CODEWITHSUNDEEP
sqlpostgresql
turbo
turbo

Reputation: 1263

Get count of duplicate rows in DISTINCT ON

In any SELECT query, where a DISTINCT ON is used, how can one additionally get the number of duplicates for each row in the result set?

Take e.g.

SELECT
  DISTINCT ON (building)
  building,
  name
FROM ...
WHERE ...

This will only return the first result for each building. I want to add another column, so the results look like this:

name | building | excluded
Fred | Office   | 0
Bob  | Storage  | 3

when there are more people than Bob in Storage.

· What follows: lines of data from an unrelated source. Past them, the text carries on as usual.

PR #68, opened 2021-08-03
PM-3135: Implement state synchronization in the CheckpointingService

aakoshh:
Adds the boilerplate-y machinery to the `CheckpointingService` to:
* handle `GetStateRequest` and `GetStateResponse` in the `CheckpointinService` 
* implement the `syncState` logic

These are both like-for-like copies from the `RobotService`. Some of the request/response handling has been pulled out from all the classes that had them (`SyncService`, `RobotService`, `InterpreterClient`) so they could be reused in the `CheckpointingService`. I also separated the network message handling into a private class to limit the size of the service and the scope that has to be understood. 

Added tracing as well for the most significant events.

The PR doesn't contain any tests. They'd be rather tedious to write, and I'd rather implement https://jira.iohk.io/browse/PM-3138 in a similar fashion to https://github.com/input-output-hk/metronome/pull/44 to exercise the whole stack under simulated network conditions. We're also a bit short on time, laden with other priorities.

### DIFF
--- a/build.sc
+++ b/build.sc
@@ -160,8 +160,8 @@ class MetronomeModule(val crossScalaVersion: String) extends CrossScalaModule {
       )
 
       def single(args: String*) = T.command {
-        // ScalaCheck test
-        super.runMain(args.head, args.tail: _*)
+        // ScalaCheck test. Increased verbosity for longer stack traces.
+        super.runMain(args.head, (args.tail ++ Seq("-verbosity", "3")): _*)
       }
     }
   }
--- a/metronome/checkpointing/service/props/src/io/iohk/metronome/checkpointing/service/BlockCreationProps.scala
+++ b/metronome/checkpointing/service/props/src/io/iohk/metronome/checkpointing/service/BlockCreationProps.scala
@@ -81,10 +81,9 @@ object BlockCreationProps extends Properties("BlockCreation") {
         createdBody <- arbitrary[Option[Block.Body]]
 
         hasCheckpointCandidate = createdBody
-          .map(_.transactions.collect {
+          .exists(_.transactions.collect {
             case _: Transaction.CheckpointCandidate =>
           }.nonEmpty)
-          .getOrElse(false)
 
         initialMempool <- arbitrary[Mempool].map(
           _.copy(hasNewCheckpointCandidate = hasCheckpointCandidate).add(
--- a/metronome/checkpointing/service/props/src/io/iohk/metronome/checkpointing/service/BlockCreationProps.scala
+++ b/metronome/checkpointing/service/props/src/io/iohk/metronome/checkpointing/service/BlockCreationProps.scala
@@ -79,8 +79,20 @@ object BlockCreationProps extends Properties("BlockCreation") {
         chain       <- genBlockChain(block, Ledger.empty, min = minChain, max = 5)
         highQC      <- genQC(Phase.Prepare, chain.last.hash)
         createdBody <- arbitrary[Option[Block.Body]]
-        mempool     <- arbitrary[Mempool]
-        initialMempool = mempool.add(chain.flatMap(_.body.proposerBlocks))
+
+        hasCheckpointCandidate = createdBody
+          .map(_.transactions.collect {
+            case _: Transaction.CheckpointCandidate =>
+          }.nonEmpty)
+          .getOrElse(false)
+
+        initialMempool <- arbitrary[Mempool].map(
+          _.copy(hasNewCheckpointCandidate = hasCheckpointCandidate).add(
+            chain.flatMap(_.body.proposerBlocks) ++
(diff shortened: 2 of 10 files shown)


build.sc
```diff
@@ -160,8 +160,8 @@ class MetronomeModule(val crossScalaVersion: String) extends CrossScalaModule {
       )
 
       def single(args: String*) = T.command {
-        // ScalaCheck test
-        super.runMain(args.head, args.tail: _*)
+        // ScalaCheck test. Increased verbosity for longer stack traces.
+        super.runMain(args.head, (args.tail ++ Seq("-verbosity", "3")): _*)
```
lemastero, line 164: Nice trick 👍

aakoshh: @rtkaczyk found it :beers:

metronome/checkpointing/service/src/io/iohk/metronome/checkpointing/service/messages/CheckpointingMessage.scala
```diff
@@ -28,4 +28,7 @@ object CheckpointingMessage extends RPCMessageCompanion {
       state: Ledger
   ) extends CheckpointingMessage
       with Response
+
+  implicit val getStatePair =
+    pair[GetStateRequest, GetStateResponse]
```
lemastero, line 33: Interesting encoding 👍  I like the extra safety from enforcing proper response type.

metronome/core/src/io/iohk/metronome/core/messages/RPCSupport.scala
```diff
@@ -0,0 +1,110 @@
...
+    protected def receiveResponse[Res <: Response](
+        response: Res
+    ): F[Unit] =
+      rpcTracker.complete(response).flatMap {
+        case Right(ok) =>
+          responseIgnored(response, None).whenA(!ok)
+        case Left(ex) =>
+          responseIgnored(response, Some(ex))
+      }
+  }
```
lemastero, line 109: Remote and Local seems to be very similar to each other. Yet I do not see ATM how one could by more DRY. Possibly Local is just a special case of Remote when `to` argument is self.

metronome/checkpointing/service/props/src/io/iohk/metronome/checkpointing/service/BlockCreationProps.scala
```diff
@@ -79,8 +79,20 @@ object BlockCreationProps extends Properties("BlockCreation") {
...
         highQC      <- genQC(Phase.Prepare, chain.last.hash)
         createdBody <- arbitrary[Option[Block.Body]]
-        mempool     <- arbitrary[Mempool]
-        initialMempool = mempool.add(chain.flatMap(_.body.proposerBlocks))
+
+        hasCheckpointCandidate = createdBody
+          .map(_.transactions.collect {
+            case _: Transaction.CheckpointCandidate =>
+          }.nonEmpty)
+          .getOrElse(false)
```
lemastero, line 87:
```scala
hasCheckpointCandidate = createdBody.exists(_.transactions.collect {
  case _: Transaction.CheckpointCandidate =>
}.nonEmpty)
```

lemastero (approved):
Nice one 👍

metronome/core/src/io/iohk/metronome/core/messages/RPCSupport.scala
aakoshh: My first attempt was where `Local` just inherited `Remote` using `Unit` for `PKey` and passing `()`, but the problem was that with inheritance the classes that used them got both versions of the `sendRequest` methods, which didn't feel right. 

I thought about not using inheritance but some component instead; after all I can't expect that none of the classes that would use this have no other base class. Then I could use a separate `Local` and `Remote` trait, and some common base class to hide the details. I think I didn't want to have to declare all these type parameters twice.

I'll have another look at it.

metronome/checkpointing/service/src/io/iohk/metronome/checkpointing/service/messages/CheckpointingMessage.scala
aakoshh: Yeah and it lets the compiler figure out the return value. Even better would be to use session types, but I went too much into the direction of queue processing.

metronome/core/src/io/iohk/metronome/core/messages/RPCSupport.scala
aakoshh: On second thought, I removed the `Local` and just pass `()` as the address in `InterpreterClient`. Less annoyance than having the duplicated code.

aakoshh: And I suppose you can always create a field with an implementation of the class if inheritance is not an option, an inner class, so that's not a problem. Although the fact that the methods are `protected` could be inconvenient.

I'm using Postgres 10.

Upvotes: 1

Views: 2545

Answers (3)

user330315
user330315

Reputation:

You can use a window function: 

with data (name, building) as (
  values 
    ('Bob', 'Storage'),
    ('Bob', 'Storage'),
    ('Bob', 'Storage'),
    ('Bob', 'Storage'),
    ('Fred', 'Office'),
    ('Tim', 'Home'),
    ('Tim', 'Home')
)
select distinct on (building) *, 
       count(*) over (partition by building) - 1 as excluded
from data
order by building;

returns:

name | building | excluded
-----+----------+---------
Tim  | Home     |        1
Fred | Office   |        0
Bob  | Storage  |        3

This works because the window function is evaluated before the distinct on ()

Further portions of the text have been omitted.